I'm wondering if anybody has experience building wall panels with 2x2 (or 2/3 or 2/4) framing and coroplast panels for covering? I've been given a chance to build a new indoor haunt (only about 1300 sq. ft.) and I need to build walls. The company has an on-site printing studio that can put just about anything on coroplast sheets. I'm hoping to be able to find a hi-rez photo of a dingy asylum-type wall (the theme of my haunt) but I haven't talked to the graphics guy that does the printing to see what is possible. Cost isn't really an issue either at this point.

Any advice as to what might be possible or limitations?

DW


----------



## Eeeekim (Aug 14, 2009)

I work at a Print Shop, and I would think If you have the money then there is no limit to what can be Printed. Standard Coroplast Is not very strong, but they do make Thicker Types like 1/2 inch. Either way you'll need a frame of some type to keep it up.
100 dpi at full size will work well for most images.


----------



## fontgeek (Jul 24, 2006)

It could probably work for your needs, but, as already noted, it needs to be well supported, or you might consider just putting grommets at the top corners and have the panels hanging.
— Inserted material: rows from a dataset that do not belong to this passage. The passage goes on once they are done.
PR #513, opened 2018-08-20
more robust .bvec and .bval validation

### LINKED ISSUE #229: More robust validation of bvecs / bvals
[Current code](https://github.com/INCF/bids-validator/blob/master/validators/nii.js#L47-L50) loads the bvecs & bvals files assuming that they each have the correct number of lines, and tests the line lengths only. If the files are completely malformed (e.g. somebody gets the bvecs and bvals files mixed up), this can result in a "Object 'undefined' does not have function '`replace()`'" error (or something like that). Better to test the number of non-empty lines first.

olgn:
fixes #229 

a bug in the bval.js + bvec.js validation logic failed to check if the `contents` of .bval and .bvec files are defined + of type string before calling string-ony function `.replace()`.

* checks to make sure that contents of .bval and .bvec files are defined and of type string
* throws error if the above condition is not met (88 for .bval, 89 for .bvec)
* implements unit tests for these conditions in bval.spec.js and bvec.spec.js

### DIFF
--- a/tests/bval.spec.js
+++ b/tests/bval.spec.js
@@ -22,4 +22,18 @@ describe('bval', function() {
       assert(issues.length == 1 && issues[0].code == 47)
     })
   })
+
+  it('should not allow undefined bvals', function() {
+    const bval = undefined
+    validate.bval({}, bval, function(issues) {
+      assert(issues.length == 1 && issues[0].code == 89)
+    })
+  })
+
+  it('should not allow bvals of types other than string', function() {
+    const bval = [0, 1, 2, 3]
+    validate.bval({}, bval, function(issues) {
+      assert(issues.length == 1 && issues[0].code == 89)
+    })
+  })
 })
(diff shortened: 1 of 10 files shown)


bGrass (approved):

chrisgorgo:
I'm not sure how content of bvec/bval file might not be read as a string. The original issue was mentioning mixed up bvec with bval as a motivation - maybe that should be the in the tests?

olgn:
@chrisfilo I believe these tests would be redundant - as the existing tests cover cases where the bval / bvec are interchanged:

- bvec submitted to bval:
https://github.com/INCF/bids-validator/pull/513/files#diff-ea943486d593a4c92ecfdd93733c75e3L12

- bval submitted to bvec:
https://github.com/INCF/bids-validator/pull/513/files#diff-6bef18600f49499cb535eebd20203d07L12

let me know if im missing something here

chrisgorgo:
Ok - lets merge it then as soon as codeclimate is happy.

The material itself is reasonably durable for temporary signs, but if people will be leaning on it, or hitting it with much force, it may not survive it if it's just lightly framed out. If you hang the panels, it allows the panels to swing rather than buckle or tear.
As far as the "texture" goes, I'm not sure what an asylum wall would look like, compared to any other dingy wall. Even at only 100 DPI it means you are looking for a 4800 x 9600 DPI image, at a minimum, though slightly larger would be better. And ideally you would want more than just one image so that all of your panels don't look exactly the same, though you could flip or rotate the images to help at that end of things.
The more descriptive you are with your needs the easier it is for us to help you find or create it/them.


----------



## beelce (Jul 21, 2007)

Coroplast is a great material for all kinds of signage...
We use it all the time in our shop. The 1/2" (10ml) stuff is really strong.

However, It burns with a quick intense flame and drips burning puddles of molten plastic........FLAMMABLE....!!


----------